● **To do**: Starting at the top of the entries below, set down every line exactly, please, until you reach the line with "This image can", which is included too.

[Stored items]
☆ ☆ ☆ ☆

Issue #104, opened 2015-03-19
Reopen views in same tab


jipumarino:
Currently, when choosing "git: status" or any other view from the command palette, a new tab/sidebar entry with the interface is opened. I think it's better to just open the same one if it's already opened.

This image can clarify what I mean:
![branches scribd scribd 2015-03-19 14-12-15](https://cloud.githubusercontent.com/assets/2559/6736243/5f5d7270-ce42-11e4-886d-5376d97edd4f.png)

alextegelid:
Yes! That's something that I've been thinking of aswell. That'd be awesome👍

divmain:
I think as I refactor the status and tag dashboards, this should be easier to do.  I'll start with branch dashboard as proof of concept, and if it works out, the others will be addressed as part of the refactor.

yyyc514:
Seems like you could replace/supliment `get_read_only_view` with `create_or_find_read_only_view(context, name, title)` and then just search existing views for a matching `title`, no?  If title matches (and it's a gitsavvy view) return that view, otherwise return a new view?

Sound about right?  Trying to find someplace easy I could start helping contribute.

yyyc514:
It might work with name alone, I'd have to review how repo_path works and see if you can't open up a higher level directory that has two different git repositories in subduers.

divmain:
@yyyc514, if you'd like to take a look at this, start with the branch dashboard and the UI module.  I plan to port over existing functionality from status and tags views soon, as this will provide a more solid base for enhancement (and consistency) moving forward.

Wrt this ticket, since it is only relevant for interfaces/interfaces-to-be (and not other types of views), there is already the interfaces dictionary you can iterate over.  For each `interface` in `interfaces`, data to use for comparison should include:

- `interface.type_name`
- `interface.view.window().id()` (same Git repo could be open in multiple windows)
- `interface.repo_path` (`Interface` class may need to inherit from `GitCommand` - and I'll eventually have to rename that base class, as it doesn't really fit anymore), OR an abstraction of `repo_path` that could be called from both `GitCommand` instances and the interface

divmain:
This is in master now.  Please give it a try and let me know if you encounter any issues.

PR #113, opened 2015-03-20
reuse existing views for interfaces

yyyc514:


yyyc514:
Attempt at #104.  Thoughts?

yyyc514:
I'm thinking maybe every Interface takes a single named argument and that is `repository_path`?  We can't count on storing it in the view because an interface doesn't have a view until after we search for an existing view, and to do the search we need to know the repository_path (to build the view_path).

yyyc514:
Rather than do a super complex comparison I just let ever interface set it's own view-path (should it be interface path?) then it loops over interfaces trying to match the path.

yyyc514:
If you want to reuse the whole interface itself I'd have to go back and refactor this... right now a new Interface is created but it ties to find and use an existing view.

divmain:
Closed in favor of ecabcad7b098097c6b626cc3d71d61423bec547e.

PR #115, opened 2015-03-20
fix: reloading breaks interface refreshing

yyyc514:


yyyc514:
Anything holding this up?

yyyc514:
Order is going to matter more as the source grows, but this is a good start.  Another of my branches doesn't work without more explicit ordered because when you start to use the objects more freely you run into issues about the order in which the objects are imported into different files.

divmain:
Lost track of this one.  Merging.

yyyc514:
Thanks!

PR #116, opened 2015-03-20
fix: interfaces should survive restarts

yyyc514:


yyyc514:
I can review this on Monday and tweak it to roll a little better with the new interface changes.

divmain:
Can you clarify what this solves?  As it is, the branch dashboard will survive Sublime exit and re-open.  That logic lives here:
https://github.com/divmain/GitSavvy/blob/3098732961bc669a380011633935f9ed4600679c/common/ui.py#L222-L232

yyyc514:
- Open branches
- Change branch a few times
- Switch back to branch tab
- Quit Sublime
- Reopen
- Hit 'c' to try and switch branches.

Python blows up because there are no interfaces to return from `get_interface` (they are lost when the program exits).  That is what this fixes.

yyyc514:
We'd need to make sure a refresh was always triggered before `GsNewContentAndRegionsCommand`, which does not seem to be the case now.

yyyc514:
Ok I see that.  So I tried this instead:

```
def get_interface(view):
    iff = interfaces.get(view.id(), None)
    if not iff:
        view.run_command("gs_interface_refresh")

    return iff or interfaces.get(view.id(), None)
```

It doesn't work though because I think gs_interface_refresh is run async so it's not finished when we try and get the interface again and return it.  We would need to use a version that blocks.  And you'd still have to pass `view` around to get access to `run_command` I think.

yyyc514:
It's actually `GsBranchesCheckoutCommand` that runs when you hit 'c' and fails to get_interface.

yyyc514:
Ok, what about that?  `get_interface` calls refresh (sync) if it fails the first time... and interfaces that take an existing view need to call `render()` to fully setup the state properly.

divmain:
The issue here is that when Sublime re-opens views upon starting, the `activated` event does not fire for the view that is active when all plugins are finishing loading.  If you waited for plugins to load, went to a different view, and returned to the branch dashboard, you'd find that the dashboard functioned as expected.  I've resolved this issue in 5b70e53.

Considering the volume of changes you've been pushing up, I feel bad with the number of PRs that haven't been merged.  If you reach out and point to the issues you'd like addressed, I'd be more than happy to point you in the right direction with how to contribute.

yyyc514:
> . If you waited for plugins to load, went to a different view, and returned to the branch dashboard, you'd find that the dashboard functioned as expected. I've resolved this issue in 5b70e53.

Yep, I saw that. My first impulse was to fix the actual low-level error (interfaces disconnected from views) rather than to just prevent it.  Preventing it is a little simpler and more elegant, so it makes sense here.  And if the rest of the code is well written then the low-level error should never occur in the first place.

> Considering the volume of changes you've been pushing up, I feel bad that so few PRs have been merged.

Oh I don't mind in cases like this... where it's pretty clear your familiarity with the codebase and Sublime is trumping my growing understanding of both.  It is a bit more annoying when we simply seem to disagree on things where the "correct" solution is much less clear (or arbitrary). :-)  I think it'd be great to chat sometime on IRC or something if you have time.

GitSavvy is what drug me away from TextMate and I've seen it as a great opportunity to learn what's possible with Sublime (and learn Python in the process).  You're just starting to touch the surface with Interfaces.  I think the abstraction can get a lot higher still and would love to improve some this stuff together going forward to allow some pretty impressive interfaces to be built (and expanded by users wanting to customize things, etc).

divmain:
Great :+1:

I agree, it will be interesting to work on some higher-level abstractions that can be used across the board.  In my research, I haven't found anything truly re-usable, and it might be interesting to try and develop the Sublime-equivalent of a web framework for interfaces.  However, given that GitSavvy was originally created to scratch my own itch, I've been addressing these things where it become clear the ROI is high.

Anyway, thanks for being flexible.  And thanks for the thoughts and contributions!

☆ ☆ ☆ ☆

● **Answer to the problem**:
Issue #104, opened 2015-03-19
Reopen views in same tab


jipumarino:
Currently, when choosing "git: status" or any other view from the command palette, a new tab/sidebar entry with the interface is opened. I think it's better to just open the same one if it's already opened.

This image can clarify what I mean:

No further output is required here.